Свет… одно название. Болезненно–желтый, мутный, он режет глаза, опутывает липкими объятиями. Кожа свербит и чешется. Этому нельзя противиться. Рука помимо воли тянется к зудящему месту. Ногти впиваются в раскрасневшуюся кожу. По телу пробегает волна экстаза. Под пальцами кровь – горячая, странного оранжевого оттенка. Это все свет, он виноват во всем!
Но в темноте еще хуже. В ней точно кто‑то есть. Кто это? Где прячется? Он чует кровь, идет на запах. Охотится. Его смрадное дыхание совсем близко. Дыхание, в котором сгустилось зловоние тысяч, десятков тысяч гниющих тел.
Бежать! Бежать, как можно быстрее! И пусть охотник следует по пятам, пусть готовится к атаке. Иллюзия возможного спасения все еще бьется в голове. Что станет, когда она умрет? Когда сгинет в кромешной мгле или растворится в ядовитом желтом свете? Об этом нельзя думать. Потому как за охотником стоят мертвые. Они давно истлели. Нет, должны были истлеть. Может, тысячи, а, может – миллионы лет назад. Но их глаза смотрят с вожделением и ожиданием. В них все тот же болезненный свет. Они и есть его источник. Свет клубится в бездонных провалах их глаз, а потом выплескивается удушливым сиянием. Мертвые ждут его, ждут, что он встанет с ними плечом к плечу. Станет частью бесконечного зловония, частью изуродованной безликой толпы.

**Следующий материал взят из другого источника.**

PR #118, opened 2019-10-14
Dynamic candidate checklist

dinganthony:
- Checklist now has icons for each requirement that change based on whether candidates completed them or not
- All confirmed (green bullet) and unconfirmed (red bullet) RSVPs listed under their requirement
- CSS is pretty basic at the moment and the requirement event types are hard coded
- Still need to do officer hangouts and bitbyte, which should be handled separately

### DIFF
--- a/hknweb/candidate/templates/candidate/index.html
+++ b/hknweb/candidate/templates/candidate/index.html
@@ -72,21 +72,26 @@ Candidate Portal
 
             <div class="checklist-left-col">
                 <ul class="checkboxes" style="margin-bottom: 0;">
+                    <br/>
                     <li>
-                    {% if req_statuses.mandatory_meetings %}
-                        <span class="req done"></span>
-                    {% else %}
-                        <span class="req not-done"></span>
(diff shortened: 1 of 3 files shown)


hknweb/candidate/templates/candidate/index.html
```diff
@@ -71,53 +71,122 @@ <h2>Candidate Requirements</h2>
...
-                        <li>Thing 2</li>
-                        <li>Thing 3</li>
-                    </ol>
-                    <li>Big Fun</li>
-                    <li>Service</li>
-                    <li>Prodev</li>
+                <ul class="checkboxes" style="margin-bottom: 0;">
+                    <br/>
+                    <li>
+                        {% if req_statuses.mandatory_meetings %}
```
alexander-zw: Could you make this a loop over event times instead of doing each one?

alexander-zw: Never mind, if we use a loop it won't preserve order

PR #127, opened 2019-10-26
Challenge fixes

alexander-zw:
Add csec confirmation and full name of officers next to username


hknweb/candidate/views.py
```diff
@@ -255,7 +279,7 @@ def sort_rsvps_into_events(rsvps):
 
 # Checks which requirements have been fulfilled by a candidate
 def check_requirements(sorted_rsvps):
-    #TODO: increase flexibility by fetching event requirement count from database
+    # TODO: increase flexibility by fetching event requirement count from database
```
jameslzhu: Probably be easier to track TODOs like these if you file issues for these instead of waiting for someone to grep for these.

hknweb/candidate/admin.py
```diff
@@ -1,26 +1,44 @@
...
 
+    def save_model(self, request, obj, form, change):
+        super().save_model(request, obj, form, change)
+        if 'csec_confirmed' in form.changed_data:
+            OffChallengeAdmin.check_send_email(request, obj)
+
+    @staticmethod
+    def check_send_email(request, obj):
+        # officer has already confirmed, and now csec confirms
+        if obj.csec_confirmed is True and obj.officer_confirmed is True:
```
jameslzhu: `is True` is rather unnecessary, and readability is preserved without it:
```py
if obj.csec_confirmed and obj.officer_confirmed
```
In particular, None is falsey.

hknweb/candidate/admin.py
```diff
@@ -1,26 +1,44 @@
...
+            send_cand_confirm_email(request, obj, True)
+        # officer has not already rejected, and now csec rejects
+        elif obj.csec_confirmed is False and obj.officer_confirmed is not False:
```
jameslzhu: Does it really matter how the officer has responded if csec has rejected?

hknweb/candidate/admin.py
```diff
@@ -32,12 +50,30 @@ def export_as_csv(self, request, queryset):
...
+                OffChallengeAdmin.check_send_email(request, obj)
+
+    csec_confirm.short_description = "Mark selected as confirmed (csec)"
+
+    def csec_reject(self, request, queryset):
+        for obj in queryset:
+            if obj.csec_confirmed is not False:
+                obj.csec_confirmed = False
+                obj.save()
+                OffChallengeAdmin.check_send_email(request, obj)
```
jameslzhu: This should be `self.check_send_email`, because even if it's a static method we want this code to survive class renaming.

hknweb/candidate/admin.py
```diff
@@ -32,12 +50,30 @@ def export_as_csv(self, request, queryset):
...
         return response
 
     export_as_csv.short_description = "Export selected as csv"
 
+    def csec_confirm(self, request, queryset):
+        for obj in queryset:
+            if obj.csec_confirmed is not True:
+                obj.csec_confirmed = True
+                obj.save()
+                OffChallengeAdmin.check_send_email(request, obj)
```
jameslzhu: Ditto.

hknweb/candidate/models.py
```diff
@@ -13,28 +12,34 @@ class OffChallenge(models.Model):
...
-                        on_delete=models.CASCADE, default=None, related_name='requester')
-    officer         = models.ForeignKey('auth.User', limit_choices_to={'groups__name': settings.OFFICER_GROUP},
-                        on_delete=models.CASCADE, default=None, related_name='officer')
-    name            = models.CharField(max_length=MAX_STRLEN, default='', verbose_name="title")
-    description     = models.TextField(max_length=MAX_TXTLEN, blank=True, default='')
+    # the requester needs permission to add officer challenges. This limits the choices in a dropdown,
+    # but the view CandRequestView is still able to set requesters regardless of their permissions
+    requester         = models.ForeignKey('auth.User',
+    # NOTE: for some reason this causes an error when you try to save on the admin, so I'll just comment it out for now
+                            # limit_choices_to=Q(groups__permissions__codename='add_offchallenge'),
```
jameslzhu: I'll look into how to do this.

hknweb/candidate/templates/candidate/challenge_detail.html
```diff
@@ -19,23 +19,23 @@
...
         <img src="{% static 'candidate/yes.png'%}" alt="confirmed" class="inline-icon">
-        Confirmed uwu
+        Confirmed uwu</br>
     {% else %}
-        <img src="{% static 'candidate/no.png'%}" alt="declined" class="inline-icon">
-        Declined :<</b>
-    {% endif %}<br/>
+        <img src="{% static 'candidate/maybe.png'%}" alt="in progress" class="inline-icon">
+        Waiting for officer/csec response</br>
+    {% endif %}
```
jameslzhu: Do you think it would be better to have two checkmarks, for officer / csec confirmation, or have one status (at the cost of code complexity)?

hknweb/candidate/templates/candidate/challenge_detail.html
```diff
@@ -19,23 +19,23 @@
...
-        <img src="{% static 'candidate/maybe.png'%}" alt="in progress" class="inline-icon">
-        Waiting for officer response
-    {% elif challenge.confirmed %}
+    {% if challenge.officer_confirmed is False or challenge.csec_confirmed is False %}
+        <img src="{% static 'candidate/no.png'%}" alt="declined" class="inline-icon">
+        Declined :<</br>
+    {% elif challenge.officer_confirmed is True and challenge.csec_confirmed is True %}
         <img src="{% static 'candidate/yes.png'%}" alt="confirmed" class="inline-icon">
-        Confirmed uwu
+        Confirmed uwu</br>
```
jameslzhu: -_-

hknweb/candidate/templates/candidate/offreq.html
```diff
@@ -36,12 +37,21 @@ <h3>Past Officer Challenges</h3>
                         </td>
                         <td align="center">{{ challenge.requester }}</td>
                         <td align="center">
-                            {% if not challenge.reviewed %}
-                                <img src="{% static 'candidate/maybe.png'%}" alt="in progress" class="table-icon">
-                            {% elif challenge.confirmed %}
+                            {% if challenge.officer_confirmed is False or challenge.csec_confirmed is False %}
```
jameslzhu: If we're using this kind of conditional logic repeatedly, maybe we should have methods on the OffChallenge object for confirmed() or declined() or in_progress().

hknweb/candidate/templates/candidate/offreq.html
```diff
@@ -60,6 +70,10 @@ <h3>Past Officer Challenges</h3>
         Waiting for response <img src="{% static 'candidate/maybe.png'%}" alt="in progress" class="inline-icon">
         </p>
 
+        <p>
+            Note: Both you and csec need to confirm a challenge for it to be valid.
```
jameslzhu: Is the officer seeing this or the candidate? If it's the candidate, this needs to be reworded to "Both your officer and csec."

hknweb/candidate/views.py
```diff
@@ -41,21 +42,33 @@ def get_context_data(self):
...
+                .count()
+        num_rejected = challenges \
+                .filter(Q(officer_confirmed=False) | Q(csec_confirmed=False)) \
+                .count()
+
         announcements = Announcement.objects \
                 .filter(visible=True) \
                 .order_by('-release_date')
+
         today = datetime.date.today()
```
jameslzhu: Try replacing this with the timezone-aware equivalent:

```

today = timezone.now()
```

hknweb/candidate/views.py
```diff
@@ -163,15 +158,22 @@ def send_cand_confirm_email(form):
...
 
     if form.is_valid():
         form.instance.reviewed = True
         form.save()
-        send_cand_confirm_email(form)
+        # csec has already confirmed, and now officer confirms
+        if challenge.officer_confirmed is True and challenge.csec_confirmed is True:
+            send_cand_confirm_email(request, form.instance, True)
+        # csec has not already rejected, and now officer rejects
+        elif challenge.officer_confirmed is False and challenge.csec_confirmed is not False:
```
jameslzhu: Another good place to reuse the confirmed() and rejected() methods I suggested earlier.

hknweb/candidate/views.py
```diff
@@ -234,10 +236,32 @@ def get_rand_photo(width=400):
         urls = f.readlines()
     return urls[randint(0, len(urls) - 1)].strip() + "?w=" + str(width)
 
-#Takes in all confirmed rsvps and sorts them into types, current hard coded
+def send_cand_confirm_email(request, challenge, confirmed):
+    subject = 'Your Officer Challenge Was Reviewed'
```
jameslzhu: I Have Opinions About The Use Of Capitalization In Email Titles. This Feels Too Long To Capitalize, I Think
```
subject = '[HKN] Your officer challenge was reviewed!'
```
looks better.

hknweb/candidate/views.py
```diff
@@ -234,10 +236,32 @@ def get_rand_photo(width=400):
...
+    candidate_email = challenge.requester.email
+    text_content = 'Your Officer Challenge Was Reviewed'
```
jameslzhu: Ditto.

hknweb/candidate/views.py
alexander-zw: There are so many issues... though is one in particular does seem like a long term investment

alexander-zw: What if we have both? An issue so we know it's there, and a TODO so you know where in the code to look. Can't hurt

hknweb/candidate/admin.py
alexander-zw: I find this more intuitive since this is more like a three state enum rather than a boolean

hknweb/candidate/admin.py
alexander-zw: We don't want to send two emails for the same thing do we?

hknweb/candidate/admin.py
alexander-zw: Huh I never heard that

alexander-zw: Isn't there a thing called refactor?

hknweb/candidate/templates/candidate/offreq.html
alexander-zw: It's the officer

hknweb/candidate/admin.py
jameslzhu: ... how do we send two emails? There's no email sent here for if the officer has rejected.

hknweb/candidate/admin.py
jameslzhu: An IDE feature, perhaps, but depending on it for a team with inconsistent editors and IDEs will require more effort than saved.

hknweb/candidate/views.py
jameslzhu: So issues can reference where to look in the code, too: https://github.com/compserv/hknweb/blob/0306ddcb3a6fa7ae3c984dc391eb8a9a7e5d2738/hknweb/candidate/views.py#L282

jameslzhu: But ok, fine, you can leave the TODO as long as it's accompanied by an issue.

hknweb/candidate/admin.py
alexander-zw: If the officer already rejected, an email was already sent. So you don't need to send another one

hknweb/candidate/templates/candidate/challenge_detail.html
alexander-zw: The candidate doesn't need to know the details, but the officer needs to know

hknweb/candidate/templates/candidate/offreq.html
alexander-zw: Can you access those methods from Django templates

alexander-zw: I used a property instead! Unfortunately I can't use properties to filter querysets, so index.html still duplicates code

hknweb/candidate/views.py
alexander-zw: I didn't even write this code though

alexander-zw: While I'm at it I'll just make even more changes

hknweb/candidate/views.py
alexander-zw: So the other subject is fine? 'Confirm Officer Challenge'

hknweb/candidate/views.py
alexander-zw: This is slightly different though, you're checking if it was previously confirmed, and if it's now confirmed

PR #128, opened 2019-10-26
Add more info in event detail page along with link to go back to cale…

alexander-zw:
…ndar


alexander-zw:
I already merged this, but we might want to have a short review anyway

PR #129, opened 2019-10-26
Add the day of the week in event detail

alexander-zw:
(See other pull request)


jameslzhu:
Should we combine this with #130? It's a much cleaner design.

alexander-zw:
Yes, I don't know how to combine them

jameslzhu:
I can combine them; if you agree we can close this pull request and I'll implement in #130.

PR #130, opened 2019-10-27
Datetime cleanup (home / event detail)

jameslzhu:
https://docs.djangoproject.com/en/2.2/ref/templates/builtins/#date

This pull request simplifies the datetime parsing code by using format strings for the `date` and `time` template filters (linked above):
```html
<p><b>Date</b>: {{event.start_time|date:"D, N j, Y"}}</p>
<p><b>Time</b>: {{event.start_time|time}} to {{event.end_time|time}}</p>
...
<span class="events-card-time">{{event.start_time|date:"D m/d h:i A"}} - {{ event.end_time|date:"h:i A"}}</span>
```

It also changes the events shown on the front page to those *ending* after now(), not just those *starting* after now; viewing in-progress events is useful especially if you're late.

PR #134, opened 2019-10-28
Show rsvps in event detail page

alexander-zw:


hknweb/candidate/templates/candidate/candreq.html
```diff
@@ -57,7 +57,8 @@ <h3>Request Officer Challenge Confirmation</h3>
     </div>
 
     <!-- Right side of page, list of requested challenges -->
-    <div id='agenda'  style="width: 50%; float: right; padding-left: 20px; padding-right: 20px;">
+    <!--  TODO: refactor CSS (e.g. move into style.css and change px into em)  -->
+    <div id='agenda' style="width: 50%; float: right; padding-left: 20px; padding-right: 20px;">
```
jameslzhu: Is now a good time to do this todo? I imagine it'd look like
```css
#agenda {
    width: 50%;
    float: right;
    padding-left: 1.5em;
    padding-right: 1.5em;
}
```

But I'm not exactly sure what the em values are.

hknweb/events/templates/events/add_event.html
```diff
@@ -3,6 +3,7 @@
 {% block title %}Add an event{% endblock %}
 
 {% block header %}
+<link rel="stylesheet" href="{% static "events/style.css" %}">
 <style>
```
jameslzhu: Why would you move only part of the CSS into a style.css?

hknweb/events/templates/events/show_details.html
```diff
@@ -3,63 +3,101 @@
...
+      if (sameDayEvent) {
+        var HTMLtext = '<p><b>Date</b>: ' + start.toLocaleDateString() +
+                       '</p> <p><b>Time</b>: ' + start.toLocaleTimeString([], {hour: '2-digit', minute:'2-digit'}) + ' to ' +
+                       end.toLocaleTimeString([], {hour: '2-digit', minute:'2-digit'});
+      } else { // Event starts and ends on different days
+        var HTMLtext = '<p><b>Starts</b>: ' + start.toLocaleDateString() + ' at ' +
+                       start.toLocaleTimeString([], {hour: '2-digit', minute:'2-digit'}) + '</p> <p><b>Ends</b>: ' +
+                       end.toLocaleDateString() + ' at ' + end.toLocaleTimeString([], {hour: '2-digit', minute:'2-digit'});
+      }
+      document.getElementById("date-and-time").innerHTML = HTMLtext;
```
jameslzhu: How do you think we should reconcile this with #130? Merge #130 first and / or merge its changes into this pull request?

hknweb/events/views.py
```diff
@@ -42,10 +42,12 @@ def show_details(request, id):
...
     event = get_object_or_404(Event, pk=id)
 
-    rsvp = Rsvp.objects.filter(user=request.user, event=event).exists()
+    rsvpd = Rsvp.objects.filter(user=request.user, event=event).exists()
+    other_rsvps = Rsvp.objects.filter(event=event).exclude(user=request.user)
     context = {
         'event': event,
-        'rsvp': rsvp,
+        'rsvpd': rsvpd,
+        'other_rsvps': other_rsvps,
```
jameslzhu: Beyond the nifty (oh look I rsvp'd) reason of listing "You" as an rsvp, is there any other reason to not explicitly list the person's name / email (and include the request.user in the query)?
I imagine if csec wants a record of everyone at an event (or any other officer), they need to copy + paste the list and then add themselves, esp. for reimbursements.

hknweb/candidate/templates/candidate/candreq.html
alexander-zw: Better than using px right?

hknweb/events/templates/events/add_event.html
alexander-zw: Because some of it is specific to the html, I moved out as much as I could

alexander-zw: Because some of it is specific to the html, I moved out as much as I could

hknweb/events/views.py
alexander-zw: Csec could user the admin page

hknweb/events/templates/events/show_details.html
chevin-ken: Probably merge #130 into this

hknweb/events/views.py
jameslzhu: csec, perhaps, but other officers? So far we haven't given most officers access to the admin page, nor have we decided to do so.
Admittedly a small nitpick, that doesn't really affect the decision to merge.

chevin-ken: Agreed, just display the name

Бесконечные коридоры высасывают последние силы. За спиной кровавый след. Кажется, в зудящей агонии мечется каждый клочок истерзанного тела. Это сводит с ума, пальцы остервенело сдирают кожу, но это приносит лишь временное облегчение. Все чаще руки тянутся к собственному горлу. Если бы не страх перед охотником, перед стоящими за его спиной мертвецами, он бы давно разорвал эти никчемные сосуды, эту ненавистную плоть. К чему оттягивать неминуемое и цепляться за ускользающие мгновения существования, если надежда на спасение еле теплится? Это даже не надежда – самообман, окутанный желтым зловонием.
Очередной поворот чем‑то неуловимо отличается от десятков других. Чем‑то… ну, конечно же, где‑то рядом каюта, откуда он начал свой бесконечный марафон. Догадка настолько ужасна, что от нее хочется выть. Все напрасно! Весь путь пройден зря. Он вернулся туда, где быть не должен.
Внезапный рывок вывел из задумчивости. Нет, только не это! Триш МакКенси, собственной персоны. Он стоит рядом – с восковой маской вместо лица и бездонными глазами, из которых смотрит… охотник! Откуда взялось это знание?
— Ты чуть не опоздал, — шепчет МакКенси.
Ноги подгибаются. Все напрасно. Его все время вели. Иллюзия спасения осталась недосягаемой искрой где‑то в пропитанной миазмами тьме. МакКенси толкает, понуждает куда‑то идти. Разве он не видит, что сил на это больше нет?
Наташа Белая – когда‑то красавица, с роскошными волнистыми волосами ниже лопаток, тоненькая, живая и веселая… кем она стала теперь? Лицо перекошено, руки дрожат, кровь все еще сочится из рваных ран. Тело двигается так, словно им управляет неумелый кукловод. Ей словно некомфортно, непривычно. Она протягивает руки со скрюченными пальцами. Опрятный маникюр превратился во что‑то страшное: ногти изломаны, с них свисают ошметки окровавленной кожи.